Clone but not forgotten: Sonmi (Doona Bae) learns of the real world from Hae-Joo Chang (Jim Sturgess)
Of course, this intercutting leaves Cloud Atlas open to swathes of narrative imbalance. The 2012 storyline is so flippant it could be a Richard Curtis film – there’s plenty to enjoy in it, but its tiny scale is reduced to nothingness by the sky-cycle chases of Neo Seoul. The film spends nearly thrice as long detailing Tom Hanks’s adventures after the fall as it does in Jim Sturgess’s cabin on the voyage to America. Halle Berry’s storyline is paced like a trashy airport novel (a manuscript based on it is seen being considered by Jim Broadbent in the present), which works within itself but often jars when we return to other less genre-fixated storylines.
The casting is mostly strong, with only Hanks struggling at times to break free of typecast expectations. Ben Whishaw is admirably passionate. James D’Arcy, playing the only character to appear in two of the stories, transfers from youthful exuberance to bittersweet elderly nostalgia adeptly, with the help of some excellent makeup. Hugh Grant and Susan Sarandon deserve credit just for turning up. Hugo Weaving manages a new feat by stealing the film six times, in one story as a ruthless hitman, elsewhere a hallucinated manifestation of madness and evil, and again in full drag and fat suit, as the Nurse Ratched to Jim Broadbent’s Randle McMurphy.

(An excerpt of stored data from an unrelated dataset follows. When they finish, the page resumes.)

PR #3934, opened 2023-01-06
Add timestamp based governor with EIP-6372 and EIP-5805

### LINKED ISSUE #3081: Timestamp-based Governor

Amxx:
Fixes #3081

WIP

This includes a lot of retypes that should be safe, but that must be double-checked, and that the plugin needs to understand.

#### PR Checklist

- [x] Update IVotes to include `clock()`
- [x] Refactor `Votes` & `ERC20Votes` to use the value returned by `clock()`
  - [x] Check upgradeability
- [x] Refactor `Governor` to use a `clock()` function
  - [x] Extract the `clock()` value from the token contract
  - [x] Include a fallback for pre-EIP-5805 tokens
  - [x] Check upgradeability
- [x] Refactor the governance helper to support the two mode (blockNumber/timestamp)
- [x] Test the new governor in both modes
  - [x] Including the comp compatibility layer
  - [x] Including the NFT voting
- [x] Test the new governor with legacy tokens
- [ ] Documentation
- [x] Changelog entry


contracts/governance/Governor.sol
```diff
@@ -248,8 +246,10 @@ abstract contract Governor is Context, ERC165, EIP712, IGovernor, IERC721Receive
         bytes[] memory calldatas,
         string memory description
     ) public virtual override returns (uint256) {
+        uint256 timepoint = clock();
+
         require(
-            getVotes(_msgSender(), block.number - 1) >= proposalThreshold(),
+            getVotes(_msgSender(), timepoint - 1) >= proposalThreshold(),
```
frangio, line 252: There seems to be a missing property in EIP-5805 saying that `getPastVotes` should be defined over all integers less than the current clock.

contracts/governance/extensions/GovernorPreventLateQuorum.sol
```diff
@@ -62,16 +61,14 @@ abstract contract GovernorPreventLateQuorum is Governor {
     ) internal virtual override returns (uint256) {
         uint256 result = super._castVote(proposalId, account, support, reason, params);
 
-        Timers.BlockNumber storage extendedDeadline = _extendedDeadlines[proposalId];
+        if (_extendedDeadlines[proposalId] == 0 && _quorumReached(proposalId)) {
+            uint64 extendedDeadline = clock().toUint64() + lateQuorumVoteExtension();
```
frangio, line 65: The clock in EIP-5805 should be uint64 IMO. Do you agree?

contracts/governance/utils/Votes.sol
```diff
@@ -49,30 +57,33 @@ abstract contract Votes is IVotes, Context, EIP712 {
...
      * Requirements:
      *
-     * - `blockNumber` must have been already mined
+     * - `timepoint` must be in the past. If operating using block numbers, the block must be already mined.
      */
-    function getPastVotes(address account, uint256 blockNumber) public view virtual override returns (uint256) {
-        return _delegateCheckpoints[account].getAtProbablyRecentBlock(blockNumber);
+    function getPastVotes(address account, uint256 timepoint) public view virtual override returns (uint256) {
+        require(timepoint < clock(), "Votes: future lookup");
+        return _delegateCheckpoints[account].upperLookup(SafeCast.toUint32(timepoint)); // optimistic ?
```
frangio, line 69: What do you mean by the "optimistic" comment here?

contracts/governance/utils/Votes.sol
```diff
@@ -152,21 +163,37 @@ abstract contract Votes is IVotes, Context, EIP712 {
     function _moveDelegateVotes(address from, address to, uint256 amount) private {
         if (from != to && amount > 0) {
             if (from != address(0)) {
-                (uint256 oldValue, uint256 newValue) = _delegateCheckpoints[from].push(_subtract, amount);
+                (uint256 oldValue, uint256 newValue) = _push(
+                    _delegateCheckpoints[from],
+                    _subtract,
+                    SafeCast.toUint224(amount)
```
frangio, line 169: Since we defined the `_push` function, can we move the cast inside of it?

frangio (commented):
Some initial comments.

test/helpers/time.js
```diff
@@ -0,0 +1,19 @@
+const { time } = require('@openzeppelin/test-helpers');
+
+const clock = () => web3.eth.getBlock('latest').then(block => block.number);
```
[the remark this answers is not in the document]
Amxx: Its not. I liked the idea of having a blockNumber as a default, but we can remove it.

contracts/governance/Governor.sol
Amxx: Right. We have
> For any timepoint that is strictly smaller than clock(), the value returned by getPastVotes should be constant.

but we should add a constraint that it should not revert!

contracts/governance/extensions/GovernorPreventLateQuorum.sol
Amxx: Yes and no.

Yes:
- uint64 is enough for all realistic usecases
- if someone created an 5805 implementation that uses more than 64 bit integers for the clock, our governor would not work with it.

No:
- I don't want to change `getPastVotes(address,uint256)` selector for backward compatibility. 

2 options:
- we change `clock()` return type but don't change `getPastVotes` selector → this cause a "small" inconsistency
- we had a recommendation in the `clock` function (that is not very strict :/)

I think there is an EIP somewhere that wants to have stronger typing on `block.number` and `block.timestamp`, enforcing a specific type (and possibly not uint by default)

contracts/governance/utils/Votes.sol
Amxx: - `getAtProbablyRecentBlock` was optimistic.
- `upperLookup` is not.

The comment is a TODO, should we re-enforce optimistic lookups here (we don't have the right function available in Trace224).

contracts/governance/utils/Votes.sol
Amxx: I thought `_push` would be cleaner using uint224 for both the operator function AND the delta.

contracts/governance/utils/Votes.sol
frangio: Oh you meant the "recenct" function variant. We should definitely use that. Would this be `upperLookupRecent`? Does that name make sense?

contracts/governance/utils/Votes.sol
frangio: I see what you mean. I agree.

frangio:
FYI I removed this PR from the milestone because the corresponding issue is already in it.

contracts/governance/extensions/GovernorVotesComp.sol
```diff
@@ -18,14 +18,25 @@ abstract contract GovernorVotesComp is Governor {
         token = token_;
     }
 
+    /**
+     * See EIP 5805.
+     */
+    function clock() public view virtual override returns (uint256) {
```
frangio, line 24: Do you think this function needs to be public? What we really want to add and make public is `CLOCK_MODE` I think, but `clock` serves no use externally I think.

contracts/governance/utils/Votes.sol
```diff
@@ -29,18 +29,26 @@ import "./IVotes.sol";
...
+    mapping(address => Checkpoints.Trace224) private _delegateCheckpoints;
+    Checkpoints.Trace224 private _totalCheckpoints;
 
     mapping(address => Counters.Counter) private _nonces;
 
+    /**
+     * @dev Clock used for flagging checkpoints. Can be overridden to implement timestamp based checkpoints (and voting).
+     * See EIP-5805.
+     */
+    function clock() public view virtual returns (uint256) {
```
frangio, line 48: We need to add `CLOCK_MODE`. Not mandatory but recommended by the EIP ("SHOULD").

Are we planning to offer a timestamp extension? We could consider a contract `ClockTimestamp` implementing the two clock functions which could be combined with `Votes` and `ERC20Votes`, although the overrides aren't very clean (because it's not chaining via super).

test/helpers/time.js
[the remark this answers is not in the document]
frangio: Yes I would remove what we don't use.

contracts/governance/extensions/GovernorVotesComp.sol
Amxx: I think that the clock used by the governor should be exposed, just like it is exposed by the token. Other contracts might want to connect to a governor, and if we don't expose the `clock()` we are seriously limiting composability.

`CLOCK_MODE` should be a complement on top of `clock()` and not the other way around.

contracts/governance/utils/Votes.sol
Amxx: I'm not sure how the inheritance tree between `ClockTimestamp` and `Votes` would work. Maybe we will need a `Clock` interface ... but interfaces have only external and we need clock to be public

contracts/governance/Governor.sol
```diff
@@ -29,22 +28,22 @@ import "./IGovernor.sol";
...
 
     bytes32 public constant BALLOT_TYPEHASH = keccak256("Ballot(uint256 proposalId,uint8 support)");
     bytes32 public constant EXTENDED_BALLOT_TYPEHASH =
         keccak256("ExtendedBallot(uint256 proposalId,uint8 support,string reason,bytes params)");
 
     struct ProposalCore {
-        Timers.BlockNumber voteStart;
-        Timers.BlockNumber voteEnd;
+        uint256 voteStart; // retyped from Timers.BlockNumber
+        uint256 voteEnd; // retyped from Timers.BlockNumber
```
frangio, line 38: Even though this works currently, I'm not sure it will remain working in future versions of Upgrades Plugins because it doesn't meet our "safety" criteria. We should do something like this:

```suggestion
        uint224 __gap_unused0; // backwards compatibility with <4.9
        uint32 voteStart; // retyped from Timers.BlockNumber
        uint224 __gap_unused1; // backwards compatibility with <4.9
        uint32 voteEnd; // retyped from Timers.BlockNumber
```

contracts/governance/Governor.sol
```diff
@@ -29,22 +28,22 @@ import "./IGovernor.sol";
...
         bool executed;
         bool canceled;
         address proposer;
```
frangio, line 41: Now that I think of it we should be able to put this inside the unused space from the timers!

ernestognw: Shouldn't that break backwards compatibility? We're changing the positions of variables in storage.

ernestognw: Oh but this gets reset after executing. I'm worried about the order of deletion. For example, changing the slot first and then deleting the previous slot.

Where is that order?

contracts/governance/extensions/GovernorVotes.sol
```diff
@@ -4,28 +4,51 @@
...
     constructor(IVotes tokenAddress) {
-        token = tokenAddress;
+        token = IERC5805(address(tokenAddress));
+    }
+
+    /**
+     * See EIP 5805.
+     */
+    function clock() public view virtual override returns (uint48) {
+        try token.clock() returns (uint48 timepoint) {
```
ernestognw, line 25: Aren't these prone to return bombing?

```solidity
contract Token {
    function clock(bytes4 interfaceId) external pure returns (bytes memory) {
        assembly{
            revert(0, 1_000_000)
        }
    }
}
```

Or is it safe because it only copies `uint48` from the `RETURNDATA`?

ernestognw (commented):
Will continue tomorrow.

contracts/governance/Governor.sol
Amxx: I think it should be the other way around

```
        uint64 voteStart; // retyped from Timers.BlockNumber
        uint192 __gap_unused0; // backwards compatibility with <4.9
        uint64 voteEnd; // retyped from Timers.BlockNumber
        uint192 __gap_unused1; // backwards compatibility with <4.9
```

contracts/governance/compatibility/GovernorCompatibilityBravo.sol
```diff
@@ -103,7 +103,7 @@ abstract contract GovernorCompatibilityBravo is IGovernorTimelock, IGovernorComp
         ProposalDetails storage details = _proposalDetails[proposalId];
 
         require(
-            _msgSender() == details.proposer || getVotes(details.proposer, block.number - 1) < proposalThreshold(),
+            _msgSender() == details.proposer || getVotes(details.proposer, clock() - 1) < proposalThreshold(),
```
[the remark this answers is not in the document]
Amxx: I don't think so. We should discuss that during a call.

contracts/governance/extensions/GovernorVotes.sol
Amxx: The Token is not an arbitrary contract. Its one contract that the governor heavily relies on. IMO, the governor should assume the token is safe.

That being said, we could write it in assembly to prevent that. I hate that we often have to do it, because it reduces readability. Not sure if he want/need to do it here.

contracts/governance/Governor.sol
Amxx: If I do

```solidity
pragma solidity ^0.8.17;

struct Struct1 {
    uint256 value;
}

struct Struct2 {
    uint8 valueBefore;
    uint240 __gap;
    uint8 valueAfter;
}

function getStruct1(bytes32 slot) pure returns (Struct1 storage r) { assembly { r.slot := slot } }
function getStruct2(bytes32 slot) pure returns (Struct2 storage r) { assembly { r.slot := slot } }

contract T {
    bytes32 SLOT = keccak256("some.storage.slot");

    constructor(uint256 value) {
        getStruct1(SLOT).value = value;
    }
    
    function get1() external view returns (Struct1 memory) {
        return getStruct1(SLOT);
    }  

    function get2() external view returns (Struct2 memory) {
        return getStruct2(SLOT);
    }
}
```

And call the constructor with `0xEEFF`

- `get1()` returns `61183`
- `get2()` returns `255,238,0`

Amxx: Similarly

```solidity
struct M1 {
    mapping(uint256 => uint256) value;
}

struct M2 {
    mapping(uint256 => uint64) value;
}

contract T2 {
    bytes32 constant SLOT = keccak256("some.storage.slot");
    uint256 constant KEY = uint256(keccak256("some.mapping.key"));

    function set(uint256 v) public {
        bytes32 slot = SLOT;
        M1 storage ptr;
        assembly { ptr.slot := slot }
        ptr.value[KEY] = v;
    }

    function get() public view returns (uint64) {
        bytes32 slot = SLOT;
        M2 storage ptr;
        assembly { ptr.slot := slot }
        return ptr.value[KEY];
    }
}
```

works

contracts/interfaces/IERC5805.sol
```diff
@@ -0,0 +1,9 @@
+// SPDX-License-Identifier: MIT
+// OpenZeppelin Contracts (last updated v4.8.0) (interfaces/IERC4626.sol)
```
ernestognw, line 2:
```suggestion
// OpenZeppelin Contracts (interfaces/IERC5805.sol)
```

contracts/interfaces/IERC6372.sol
```diff
@@ -0,0 +1,17 @@
+// SPDX-License-Identifier: MIT
+// OpenZeppelin Contracts (last updated v4.8.0) (interfaces/IERC4626.sol)
```
ernestognw, line 2:
```suggestion
// OpenZeppelin Contracts (interfaces/IERC6372.sol)
```

contracts/token/ERC20/extensions/ERC20Votes.sol
```diff
@@ -24,7 +24,7 @@ import "../../../utils/cryptography/ECDSA.sol";
  *
  * _Available since v4.2._
  */
-abstract contract ERC20Votes is IVotes, ERC20Permit {
+abstract contract ERC20Votes is IERC5805, ERC20Permit {
     struct Checkpoint {
         uint32 fromBlock;
```
ernestognw, line 29:
```suggestion
        uint32 fromTimepoint;
```

contracts/governance/extensions/GovernorVotes.sol
ernestognw: > That being said, we could write it in assembly to prevent that.

Thanks for the explanation, but I don't think it should be done at the moment. However, this is something to consider in 6372's security considerations, isn't it?

Amxx: > However, this is something to consider in 6372's security considerations, isn't it?

EIP-6372 is about what contract should return (to be compliant) ... not what nasty contract might do wrong. As an example, EIP-20 doesn't (and shouldn't) mention return bombing by the `decimals` or `totalSupply` function.

contracts/governance/extensions/GovernorVotesQuorumFraction.sol
```diff
@@ -107,12 +110,12 @@ abstract contract GovernorVotesQuorumFraction is GovernorVotes {
...
         if (oldQuorumNumerator != 0 && _quorumNumeratorHistory._checkpoints.length == 0) {
             _quorumNumeratorHistory._checkpoints.push(
-                Checkpoints.Checkpoint({_blockNumber: 0, _value: SafeCast.toUint224(oldQuorumNumerator)})
+                Checkpoints.Checkpoint224({_key: 0, _value: oldQuorumNumerator.toUint224()})
             );
         }
 
         // Set new quorum for future proposals
-        _quorumNumeratorHistory.push(newQuorumNumerator);
+        _quorumNumeratorHistory.push(uint256(clock()).toUint32(), newQuorumNumerator.toUint224());
```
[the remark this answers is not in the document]
Amxx: The current `history` / `trace224` uses uint32 for storing the "clock". This is something we inherit from Compound:
https://github.com/compound-finance/compound-protocol/blob/master/contracts/Governance/Comp.sol#L27-L30

For block numbers is mostly ok. For timestamp (this has been discussed many times) this will overflow in `2106`. We already spent ~50 years since 1970, we have ~75 years left.

In EIP-6372, we decided to go with `uint48` for the clock ... and that is what we will use ... in 5.0
Right now we just cant change the type of the structure in case a governor wants to upgrade from <4.9 to 4.9.

NOTE: Its not just about the `updateQuorumNumerator`, its mostly about the voting token that uses the same clock.

contracts/governance/IGovernor.sol
```diff
@@ -3,14 +3,15 @@
 
 pragma solidity ^0.8.0;
```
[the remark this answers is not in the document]
Amxx: should be good now

contracts/token/ERC20/extensions/ERC20Votes.sol
Amxx: If we rename here, we will require some instruction for the upgrades plugin.

contracts/governance/extensions/GovernorVotes.sol
ernestognw: I'm solving, but I'll still keep pushing for that security consideration in the EIP. EIP-20 didn't have it because there's no way to backwards update an EIP. Following EIP guidelines:

> Security Considerations: ... E.g. include security-relevant design decisions, concerns, important discussions, implementation-specific guidance and pitfalls, an outline of threats and risks and how they are being addressed. EIP submissions missing the “Security Considerations” section will be rejected. An EIP cannot proceed to status “Final” without a Security Considerations discussion deemed sufficient by the reviewers.

contracts/governance/extensions/GovernorVotesQuorumFraction.sol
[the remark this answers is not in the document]
ernestognw: It's fine with both blocks and timestamps. I'm asking if there's a use case for a more granular clock since that might unexpectedly alter the behavior. Strictly talking, there's a gap between `uint32` and `uint48` that's dangerous.

Solving because of the compatibility constraint, but let's keep it in mind if there's another clock we should care about (not just Governor but other implementations).

contracts/token/ERC20/extensions/ERC20Votes.sol
ernestognw: Is this the discussion we've had about the annotation for struct variables?

contracts/governance/extensions/GovernorVotesQuorumFraction.sol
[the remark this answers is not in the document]
frangio: We agree that 32 bits is not enough for some legitimate use cases, but the current code is using 32 bits for backwards compatibility. The new EIPs (5805, 6372) have settled on 48 bits which we believe should be enough for reasonable granularity. Contracts 5.0 will be changed to use 48 bits in accordance with the EIPs.

@ernestognw I'm not sure if you're making a particular suggestion here.

I would say that we should add a warning to the contract in 4.9 that timepoints need to fit in 32 bits.

contracts/governance/compatibility/GovernorCompatibilityBravo.sol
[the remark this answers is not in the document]
ernestognw: Yes. Thanks!

contracts/governance/extensions/GovernorVotesQuorumFraction.sol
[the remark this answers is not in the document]
ernestognw: > We agree that 32 bits is not enough for some legitimate use cases
Amazing, thanks!

> @ernestognw I'm not sure if you're making a particular suggestion here.

I'm asking because this conversation is new for me.
The warning for now sounds good to me.

contracts/governance/IGovernor.sol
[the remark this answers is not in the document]
Amxx: did you refresh the changes. I can't find these in the current version

contracts/token/ERC20/extensions/ERC20Votes.sol
Amxx: Another argument, there is this function that we have for backward compatibility (with Compound)
```solidity 
function checkpoints(address account, uint32 pos) public view virtual returns (Checkpoint memory)
```

Changing the field name would be modifying the ABI/interface and possibly break compatibility with some tooling

contracts/governance/IGovernor.sol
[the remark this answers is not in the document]
ernestognw: No, I think I was indeed reviwing an outdated. Thanks!

contracts/governance/utils/Votes.sol
Amxx: Added

contracts/governance/extensions/GovernorTimelockCompound.sol
```diff
@@ -145,10 +142,12 @@ abstract contract GovernorTimelockCompound is IGovernorTimelock, Governor {
 
         uint256 eta = proposalEta(proposalId);
         if (eta > 0) {
+            // update state first
+            delete _proposalTimelocks[proposalId];
+            // do external call later
```
frangio, line 147: Why is this?

contracts/governance/extensions/GovernorVotesQuorumFraction.sol
```diff
@@ -14,10 +14,13 @@ import "../../utils/math/SafeCast.sol";
  * _Available since v4.3._
  */
 abstract contract GovernorVotesQuorumFraction is GovernorVotes {
-    using Checkpoints for Checkpoints.History;
+    using SafeCast for uint256;
+    using Checkpoints for Checkpoints.Trace224;
 
     uint256 private _quorumNumerator; // DEPRECATED
```
frangio, line 20: This is off topic but we should add some explanation here of why this is deprecated / what it was replaced with.

contracts/governance/extensions/GovernorVotesQuorumFraction.sol
```diff
@@ -40,23 +43,23 @@ abstract contract GovernorVotesQuorumFraction is GovernorVotes {
...
-        Checkpoints.Checkpoint memory latest = _quorumNumeratorHistory._checkpoints[length - 1];
-        if (latest._blockNumber <= blockNumber) {
+        Checkpoints.Checkpoint224 memory latest = _quorumNumeratorHistory._checkpoints[length - 1];
+        if (latest._key <= timepoint) {
             return latest._value;
         }
 
         // Otherwise, do the binary search
-        return _quorumNumeratorHistory.getAtBlock(blockNumber);
+        return _quorumNumeratorHistory.upperLookup(timepoint.toUint32());
```
frangio, line 62: Is there a reason why this wouldn't use the "recent" variant?

contracts/governance/extensions/GovernorVotesQuorumFraction.sol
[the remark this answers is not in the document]
frangio: Ok let's add a warning. I suppose it should go in `GovernorVotes`?

frangio, line 118: This seems to compile:

```suggestion
        _quorumNumeratorHistory.push(clock().toUint32(), newQuorumNumerator.toUint224());
```

contracts/governance/utils/Votes.sol
```diff
@@ -28,19 +28,40 @@ import "./IVotes.sol";
...
 
+    /**
+     * @dev Clock used for flagging checkpoints. Can be overridden to implement timestamp based checkpoints (and voting).
+     */
+    function clock() public view virtual override returns (uint48) {
+        return uint48(block.number);
+    }
+
+    /**
+     * @dev Description of the clock
```
frangio, line 56:
```suggestion
     * @dev Machine-readable description of the clock as specified in EIP-6372.
```

contracts/governance/utils/Votes.sol
```diff
@@ -28,19 +28,40 @@ import "./IVotes.sol";
...
+    /// @custom:oz-retyped-from mapping(address => Checkpoints.History)
+    mapping(address => Checkpoints.Trace224) private _delegateCheckpoints;
+
+    /// @custom:oz-retyped-from Checkpoints.History
+    Checkpoints.Trace224 private _totalCheckpoints;
 
     mapping(address => Counters.Counter) private _nonces;
 
+    /**
+     * @dev Clock used for flagging checkpoints. Can be overridden to implement timestamp based checkpoints (and voting).
```
frangio, line 49:
```suggestion
     * @dev Clock used for flagging checkpoints. Can be overridden to implement timestamp based
     * checkpoints (and voting), in which case {CLOCK_MODE} should be overriden as well to match.
```

contracts/token/ERC20/extensions/ERC20Votes.sol
frangio: >modifying the ABI/interface and possibly break compatibility with some tooling

Is that something we consider breaking? We've changed event name arguments in the past.

contracts/governance/utils/Votes.sol
```diff
@@ -28,19 +28,40 @@ import "./IVotes.sol";
...
+     */
+    function clock() public view virtual override returns (uint48) {
+        return uint48(block.number);
```
frangio, line 52: Should be using SafeCast

contracts/governance/extensions/GovernorVotesQuorumFraction.sol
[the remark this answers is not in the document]
ernestognw: Hadrien also mentioned the voting tokens, so maybe every `IVotes` implementers as well

contracts/token/ERC20/extensions/ERC20Votes.sol
ernestognw: All of the comparisons against `block.number` is replaced with the clock, so no problem with the naming, it doesn't change the interface.

contracts/governance/Governor.sol
```diff
@@ -162,13 +169,15 @@ abstract contract Governor is Context, ERC165, EIP712, IGovernor, IERC721Receive
             revert("Governor: unknown proposal id");
         }
 
-        if (snapshot >= block.number) {
+        uint256 timepoint = clock();
```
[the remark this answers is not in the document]
Amxx: now is shadowing a solidity built in function. That is why we named the function `clock()` (I first wanted to name it `now()`.

`currentTimepoint` is fine!

contracts/governance/Governor.sol
```diff
@@ -29,22 +28,27 @@ import "./IGovernor.sol";
...
-    using Timers for Timers.BlockNumber;
 
     bytes32 public constant BALLOT_TYPEHASH = keccak256("Ballot(uint256 proposalId,uint8 support)");
     bytes32 public constant EXTENDED_BALLOT_TYPEHASH =
         keccak256("ExtendedBallot(uint256 proposalId,uint8 support,string reason,bytes params)");
 
     struct ProposalCore {
-        Timers.BlockNumber voteStart;
-        Timers.BlockNumber voteEnd;
+        // --- start retyped from Timers.BlockNumber at offset 0x00 ---
```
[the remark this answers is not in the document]
Amxx: I planed to moving it to UDVT in 5.0 ... we can also just remove it. Either is fine by me.

If we go for UDVT in uint48, we can use one bit to say if the timer is blocknumber or timestamp and use the remaining 47 bits to store the value, that way the timer is transparent ...

Lets discuss that after 4.9.

.github/actions/storage-layout/action.yml
```diff
@@ -40,7 +40,7 @@ runs:
     - name: Compare layouts
       if: steps.reference.outcome == 'success' && github.event_name == 'pull_request'
       run: |
-        node scripts/checks/compare-layout.js --head ${{ inputs.layout }} --ref ${{ inputs.ref_layout }} >> $GITHUB_STEP_SUMMARY
+        node scripts/checks/compare-layout.js --head ${{ inputs.layout }} --ref ${{ inputs.ref_layout }}
```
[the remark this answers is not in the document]
Amxx: Its confusing to have to go to the summary to get the details.

It made sens to send the gasreport there, because its something we want to have available for review without having to care what step produced it. But here we only check it is there is an error.

- either there are no errors, and we don't care where its send (report is empty)
- nor there are errors, and we expect to see them on the test that failed, not somewhere else.

Also, in GITHUB_STEP_SUMMARY it doesn't look that good (formating)

contracts/governance/Governor.sol
```diff
@@ -29,22 +28,27 @@ import "./IGovernor.sol";
 abstract contract Governor is Context, ERC165, EIP712, IGovernor, IERC721Receiver, IERC1155Receiver {
```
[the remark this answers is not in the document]
Amxx: IGovernor is already `IERC6372`

contracts/governance/compatibility/GovernorCompatibilityBravo.sol
```diff
@@ -100,10 +100,10 @@ abstract contract GovernorCompatibilityBravo is IGovernorTimelock, IGovernorComp
     }
 
     function cancel(uint256 proposalId) public virtual override(IGovernor, Governor) {
-        ProposalDetails storage details = _proposalDetails[proposalId];
+        address proposer = _proposalDetails[proposalId].proposer;
```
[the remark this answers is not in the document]
Amxx: I plan to remove that in 5.0

Cannot remove it earlier, because in an upgrade from 4.8 to 4.9 we would lose the proposer info, that is not in the core. 

We could do a fallback lookup in the core, and only write/read from here if the core doesn't have the data ... is that worth it for 4.9?

contracts/governance/extensions/GovernorTimelockCompound.sol
Amxx: now that `cancel` is public, slither detects a possible "reentrancy attack" here because `_timelock.cancelTransaction` is an external call that is done before a state change.

In fact I don't think there is any risk, because `super._cancel` does the reentrency protection already.


It just to calm slither

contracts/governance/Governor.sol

Some of the multi-casting is confusing. Halle Berry appears briefly as a slave in the 1840s – are we to believe she is an ancestor, or a pre-incarnation of her ’70s character? If Tom Hanks is a reluctant hero in both the ’70s and after the fall, why would he be a psychotic Irish gangster in 2012? (the less said about that accent the better)
There is no denying that Tykwer and the Wachowski’s ambition got the better of them at times. Neo Seoul is all-too Blade Runner meets Minority Report. A scene charged with homoeroticism comes sadly laughably out of left field. The hybrid language of the people living after the fall often causes the ear to strain so hard to understand that the muscles in the back of your neck begin to seize up.
But the script is full of beautiful moments and flourishes of Mitchell’s language, and the themes – free will, doing what is right, and being more than what you are told you can be – are nicely fleshed out, even if they are not exactly revelatory.
Despite being directed in two chunks, Tykwer and the Wachowski’s film always looks and feels like the creation of one storyteller, a testament to their collaboration. Tom Tykwer’s score, composed with Johnny Klimek and Reinhold Heil, deserves special mention for tying so much of the action together, and never feeling out of place in any world or time.
Its problems are many, but the sheer ambition and scope of Cloud Atlas makes it a worthy recommendation, far closer to Griffith’s Intolerance than Bill Forsyth’s Being Human.
Like recent visual splendours such as The Fall and The Fountain, which were similarly brought down by the weight of their own aspirations, Cloud Atlas’ appeal will not be great, but its small band of supporters will be fearsomely passionate about it. It will quite likely become a must-see for young students interested in philosophical films of supposed depth, regardless of what substances they consume to watch it.
More than anything else, Cloud Atlas should be noted for maintaining interest across its extreme length of nearly three hours, rarely losing one’s interest, even if that interest is severe dislike.